A novel precast concrete-encased steel composite beam, which can be abbreviated as PCES beam, is introduced in this paper. In order to investigate the shear behavior of this PCES beam, a test of eight full-scale PCES beam specimens was carried out, in which the specimens were subjected to positive bending moment or negative bending moment, respectively. The factors which affected the shear behavior, such as the shear span-to-depth aspect ratio and the existence of concrete flange, were taken into account. During the test, the load-deflection curves of the test specimens were recorded, while the crack propagation patterns together with the failure patterns were observed as well.
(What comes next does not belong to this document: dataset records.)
PR #2344, opened 2020-09-25
[msal-node] Add Auth Code with PKCE sample for msal-node

hectormmg:
This PR adds an extended Authorization Code flow sample that shows how PKCE should be used with MSAL Node's public APIs.

For clarity, the sample does not implement PKCE code generation logic, that is left to the client developer.

The scope of this sample is limited to showing how one would add their PKCE codes to an authorization request made through MSAL Node.


sangonzal (approved):

samples/msal-node-samples/standalone-samples/auth-code-pkce/index.js
```diff
@@ -0,0 +1,86 @@
...
+ * For this sample, you can either implement your own PKCE code generation logic or use an existing tool
+ * to manually generate a Code Verifier and Code Challenge, plugging them into the pkceCodes object below.
+ * 
+ * For details on implementing your own PKCE code generation logic, consult the 
+ * PKCE specification https://tools.ietf.org/html/rfc7636#section-4
+ */
+
+const PKCE_CODES = {
+    CHALLENGE_METHOD: "S256", // Use SHA256 Algorithm
+    VERIFIER: "", // Generate a code verifier for the Auth Code Request first
```
pkanher617, line 45: I think it would be good to include a sample showing how to generate these values. You can use the node crypto libraries to do this.

pkanher617 (changes requested):
See comment about PKCE params

samples/msal-node-samples/standalone-samples/auth-code-pkce/index.js
sameerag: Node `crypto` APIs need some more work to be made public @pkanher617. We found some bugs and concluded the activity may need some more work.

We want the users to default to PKCE for public clients and hence this sample is being merged now, but we are tracking the activity to provide helper APIs with node crypto libraries later this quarter.

sameerag (approved):

pkanher617 (approved):

samples/msal-node-samples/standalone-samples/auth-code-pkce/index.js
pkanher617: Yeah that's not what I meant by this. You can easily generate PKCE parameters using the node crypto library in the sample. We can do it in a follow up but this sample is incomplete.

samples/msal-node-samples/standalone-samples/auth-code-pkce/index.js
```diff
@@ -0,0 +1,86 @@
...
+const msal = require('@azure/msal-node');
+
+const SERVER_PORT = process.env.PORT || 3000;
+
+// Before running the sample, you will need to replace the values in the config, 
+// including the clientSecret
+const config = {
+    auth: {
+        clientId: "89e61572-2f96-47ba-b571-9d8c8f96b69d",
+        authority: "https://login.microsoftonline.com/5d97b14d-c396-4aee-b524-c86d33e9b660"
```
sameerag, line 15: Shouldn't we add `clientSecret` here?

From the test results, it could be concluded that the tested PCES beams could all exhibit ductile shear behavior, and the innovative shear connectors between the precast concrete and cast-in-place concrete, namely the precast concrete transverse diaphragms, were verified to be effective. Then, based on the shear deformation compatibility, a theoretical model for predicting the shear capacity of the proposed PCES beams was put forward and verified to be valid with the good agreement of the shear capacities calculated using the proposed method and those from the experiments. Finally, in order to facilitate the preliminary design in practical applications, a simplified calculation method for predicting the shear capacity of the proposed PCES beams was also put forward and validated using available test results.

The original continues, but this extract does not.